• [WHAT TO DO] In the data below, which lines hold "cast"? Copy every one.

(Dataset entries)

*-*-*

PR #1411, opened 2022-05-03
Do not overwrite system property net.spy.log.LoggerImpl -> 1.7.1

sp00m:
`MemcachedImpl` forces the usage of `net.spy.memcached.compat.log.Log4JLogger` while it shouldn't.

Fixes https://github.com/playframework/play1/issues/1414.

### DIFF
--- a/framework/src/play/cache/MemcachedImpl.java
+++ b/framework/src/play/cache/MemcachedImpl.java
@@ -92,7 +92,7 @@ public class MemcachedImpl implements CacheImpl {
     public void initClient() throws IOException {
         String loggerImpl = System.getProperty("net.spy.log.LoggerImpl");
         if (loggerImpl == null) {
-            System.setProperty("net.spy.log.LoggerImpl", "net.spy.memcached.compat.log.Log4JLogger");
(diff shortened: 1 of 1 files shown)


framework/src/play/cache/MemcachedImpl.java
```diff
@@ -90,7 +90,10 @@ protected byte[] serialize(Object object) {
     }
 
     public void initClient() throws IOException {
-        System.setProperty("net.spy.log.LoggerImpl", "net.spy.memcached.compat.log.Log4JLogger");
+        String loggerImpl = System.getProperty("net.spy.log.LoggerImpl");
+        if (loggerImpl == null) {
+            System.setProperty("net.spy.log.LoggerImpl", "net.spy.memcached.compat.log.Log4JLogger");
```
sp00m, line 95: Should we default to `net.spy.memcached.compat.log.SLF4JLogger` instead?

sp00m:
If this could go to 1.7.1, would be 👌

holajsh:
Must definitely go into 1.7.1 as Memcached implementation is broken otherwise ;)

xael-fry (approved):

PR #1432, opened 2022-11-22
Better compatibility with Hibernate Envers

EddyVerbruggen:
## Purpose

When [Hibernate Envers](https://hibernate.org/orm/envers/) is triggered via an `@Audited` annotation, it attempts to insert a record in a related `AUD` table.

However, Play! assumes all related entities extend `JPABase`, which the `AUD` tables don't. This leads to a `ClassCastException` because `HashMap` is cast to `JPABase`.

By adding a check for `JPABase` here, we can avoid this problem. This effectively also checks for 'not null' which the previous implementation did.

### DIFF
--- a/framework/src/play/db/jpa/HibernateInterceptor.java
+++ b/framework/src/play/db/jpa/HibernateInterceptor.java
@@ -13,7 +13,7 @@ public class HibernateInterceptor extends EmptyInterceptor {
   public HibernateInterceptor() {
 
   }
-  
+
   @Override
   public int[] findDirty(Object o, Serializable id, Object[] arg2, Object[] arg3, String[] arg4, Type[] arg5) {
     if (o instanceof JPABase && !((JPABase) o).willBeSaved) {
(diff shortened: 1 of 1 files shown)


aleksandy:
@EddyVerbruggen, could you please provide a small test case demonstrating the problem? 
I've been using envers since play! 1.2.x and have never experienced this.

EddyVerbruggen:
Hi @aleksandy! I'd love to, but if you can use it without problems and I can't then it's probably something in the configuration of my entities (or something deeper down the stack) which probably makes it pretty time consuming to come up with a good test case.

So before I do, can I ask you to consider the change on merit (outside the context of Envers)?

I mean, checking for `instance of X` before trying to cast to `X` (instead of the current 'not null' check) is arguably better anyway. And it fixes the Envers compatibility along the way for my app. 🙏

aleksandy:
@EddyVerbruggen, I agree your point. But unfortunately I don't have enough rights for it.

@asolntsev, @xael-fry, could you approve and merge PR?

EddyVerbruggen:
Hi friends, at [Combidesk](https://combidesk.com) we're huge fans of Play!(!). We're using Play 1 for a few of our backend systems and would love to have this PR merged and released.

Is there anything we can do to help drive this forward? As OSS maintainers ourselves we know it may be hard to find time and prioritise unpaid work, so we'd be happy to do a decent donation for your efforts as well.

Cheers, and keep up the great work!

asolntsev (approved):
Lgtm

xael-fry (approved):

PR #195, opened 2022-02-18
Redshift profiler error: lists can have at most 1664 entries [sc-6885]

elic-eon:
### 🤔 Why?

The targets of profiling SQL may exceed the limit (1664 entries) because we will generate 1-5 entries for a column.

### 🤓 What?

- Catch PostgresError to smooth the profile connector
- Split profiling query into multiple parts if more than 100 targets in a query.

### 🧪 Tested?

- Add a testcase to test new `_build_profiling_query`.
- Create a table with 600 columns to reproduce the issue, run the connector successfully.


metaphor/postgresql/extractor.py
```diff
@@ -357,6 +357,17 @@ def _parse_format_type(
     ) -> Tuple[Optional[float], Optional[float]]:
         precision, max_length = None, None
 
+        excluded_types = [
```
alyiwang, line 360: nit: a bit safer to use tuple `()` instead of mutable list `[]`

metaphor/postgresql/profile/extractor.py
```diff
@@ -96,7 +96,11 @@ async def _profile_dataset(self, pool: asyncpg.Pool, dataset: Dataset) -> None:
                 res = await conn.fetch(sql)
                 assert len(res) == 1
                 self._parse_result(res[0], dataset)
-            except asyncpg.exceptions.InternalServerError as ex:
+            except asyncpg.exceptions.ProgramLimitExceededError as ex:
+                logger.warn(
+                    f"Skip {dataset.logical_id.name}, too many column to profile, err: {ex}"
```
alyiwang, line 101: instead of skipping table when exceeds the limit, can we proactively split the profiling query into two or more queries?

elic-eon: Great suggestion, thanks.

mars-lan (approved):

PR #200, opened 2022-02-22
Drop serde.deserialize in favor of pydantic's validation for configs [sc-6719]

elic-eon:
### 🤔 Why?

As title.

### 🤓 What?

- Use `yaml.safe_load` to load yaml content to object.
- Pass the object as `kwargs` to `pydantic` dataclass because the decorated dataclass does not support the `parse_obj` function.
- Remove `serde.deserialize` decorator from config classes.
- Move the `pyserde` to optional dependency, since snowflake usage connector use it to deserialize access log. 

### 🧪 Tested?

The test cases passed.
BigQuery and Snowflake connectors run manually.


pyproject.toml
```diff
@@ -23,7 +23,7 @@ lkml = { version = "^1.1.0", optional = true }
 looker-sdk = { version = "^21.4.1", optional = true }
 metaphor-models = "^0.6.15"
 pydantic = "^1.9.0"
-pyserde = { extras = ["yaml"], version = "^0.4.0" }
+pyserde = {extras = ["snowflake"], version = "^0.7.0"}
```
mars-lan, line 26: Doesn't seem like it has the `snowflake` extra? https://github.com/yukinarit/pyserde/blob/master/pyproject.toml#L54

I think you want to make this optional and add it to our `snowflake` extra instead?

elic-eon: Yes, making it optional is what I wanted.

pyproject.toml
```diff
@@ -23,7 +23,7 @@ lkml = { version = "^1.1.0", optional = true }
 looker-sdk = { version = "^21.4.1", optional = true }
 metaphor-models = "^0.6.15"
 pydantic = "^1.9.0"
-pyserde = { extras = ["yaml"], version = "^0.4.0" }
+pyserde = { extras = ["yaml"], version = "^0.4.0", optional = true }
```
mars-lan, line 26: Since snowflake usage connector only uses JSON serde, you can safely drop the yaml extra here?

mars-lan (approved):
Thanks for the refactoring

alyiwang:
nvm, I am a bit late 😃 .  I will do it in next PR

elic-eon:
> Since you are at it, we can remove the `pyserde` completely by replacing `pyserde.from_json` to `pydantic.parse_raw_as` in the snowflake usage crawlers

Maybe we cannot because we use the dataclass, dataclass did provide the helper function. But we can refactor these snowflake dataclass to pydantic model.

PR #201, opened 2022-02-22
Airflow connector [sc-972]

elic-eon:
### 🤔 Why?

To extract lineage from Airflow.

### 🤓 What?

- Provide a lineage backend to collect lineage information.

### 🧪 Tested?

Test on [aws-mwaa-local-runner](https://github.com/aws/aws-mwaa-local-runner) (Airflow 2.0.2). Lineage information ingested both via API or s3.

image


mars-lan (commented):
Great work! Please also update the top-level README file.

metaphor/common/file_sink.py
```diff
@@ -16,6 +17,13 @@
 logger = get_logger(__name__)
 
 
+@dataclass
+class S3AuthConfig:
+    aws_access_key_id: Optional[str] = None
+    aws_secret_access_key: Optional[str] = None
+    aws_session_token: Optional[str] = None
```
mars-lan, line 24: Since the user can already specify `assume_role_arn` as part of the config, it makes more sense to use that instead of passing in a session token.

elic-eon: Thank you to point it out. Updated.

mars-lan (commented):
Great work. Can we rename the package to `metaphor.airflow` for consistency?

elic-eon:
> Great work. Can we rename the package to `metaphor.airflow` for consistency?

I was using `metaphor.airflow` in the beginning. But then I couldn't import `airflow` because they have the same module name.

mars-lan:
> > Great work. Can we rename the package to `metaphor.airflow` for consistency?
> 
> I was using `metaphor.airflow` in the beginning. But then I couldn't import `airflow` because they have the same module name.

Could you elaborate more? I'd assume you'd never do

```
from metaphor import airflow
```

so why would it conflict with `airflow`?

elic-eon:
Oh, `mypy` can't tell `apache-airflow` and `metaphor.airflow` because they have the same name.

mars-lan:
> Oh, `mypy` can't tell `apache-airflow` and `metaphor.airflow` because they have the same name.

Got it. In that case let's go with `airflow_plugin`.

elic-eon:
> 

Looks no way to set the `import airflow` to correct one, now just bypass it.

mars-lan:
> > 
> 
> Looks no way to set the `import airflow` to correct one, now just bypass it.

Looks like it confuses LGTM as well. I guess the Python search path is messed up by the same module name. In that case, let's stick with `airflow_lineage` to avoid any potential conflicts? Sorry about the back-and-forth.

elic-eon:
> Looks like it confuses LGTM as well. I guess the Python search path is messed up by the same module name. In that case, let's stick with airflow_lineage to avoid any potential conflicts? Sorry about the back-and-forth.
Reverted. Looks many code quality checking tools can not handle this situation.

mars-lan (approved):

*-*-*

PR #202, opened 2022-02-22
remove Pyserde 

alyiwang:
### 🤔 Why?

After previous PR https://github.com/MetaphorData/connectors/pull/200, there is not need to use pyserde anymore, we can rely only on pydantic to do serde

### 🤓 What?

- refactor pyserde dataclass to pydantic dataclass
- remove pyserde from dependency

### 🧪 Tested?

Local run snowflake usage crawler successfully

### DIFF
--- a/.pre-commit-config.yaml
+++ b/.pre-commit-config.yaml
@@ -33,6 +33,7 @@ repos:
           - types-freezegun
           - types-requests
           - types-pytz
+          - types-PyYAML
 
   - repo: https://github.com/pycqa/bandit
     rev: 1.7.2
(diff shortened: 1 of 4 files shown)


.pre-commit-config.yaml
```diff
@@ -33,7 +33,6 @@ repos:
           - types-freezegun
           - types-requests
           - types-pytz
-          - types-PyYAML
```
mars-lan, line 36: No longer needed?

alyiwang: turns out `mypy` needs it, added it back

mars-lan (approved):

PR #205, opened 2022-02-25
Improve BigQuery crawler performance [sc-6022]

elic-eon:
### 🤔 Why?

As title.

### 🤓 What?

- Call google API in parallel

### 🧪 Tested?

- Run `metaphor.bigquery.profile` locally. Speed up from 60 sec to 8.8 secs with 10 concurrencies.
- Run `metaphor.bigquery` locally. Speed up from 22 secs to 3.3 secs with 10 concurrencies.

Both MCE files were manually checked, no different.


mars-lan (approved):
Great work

*-*-*

• [THE ANSWER]
However, Play! assumes all related entities extend `JPABase`, which the `AUD` tables don't. This leads to a `ClassCastException` because `HashMap` is cast to `JPABase`.
I mean, checking for `instance of X` before trying to cast to `X` (instead of the current 'not null' check) is arguably better anyway. And it fixes the Envers compatibility along the way for my app. 🙏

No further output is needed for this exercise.